Pull every line with "opened" from the material.

> [Data for the task]:

******

Issue #9699, opened 2025-03-17
Detect failed instrumented shader and create original shader as fallback


spencer-lunarg:
We will have cases where after instrumenting a shader we will cause a `vkCreate*Pipeline` to fail and we should detect that and replace the shader with the original and allow the app to move forward

PR #9702, opened 2025-03-17
gpuav: Retry Pipeline if failed with modification

spencer-lunarg:
Found Doom on RADV doesn't like our changes to the RTX shader (and blows up), so added logic to check if pipelines fail and to try and re-run them so things are a bit more robust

******

> [Result]:
Issue #9699, opened 2025-03-17
PR #9702, opened 2025-03-17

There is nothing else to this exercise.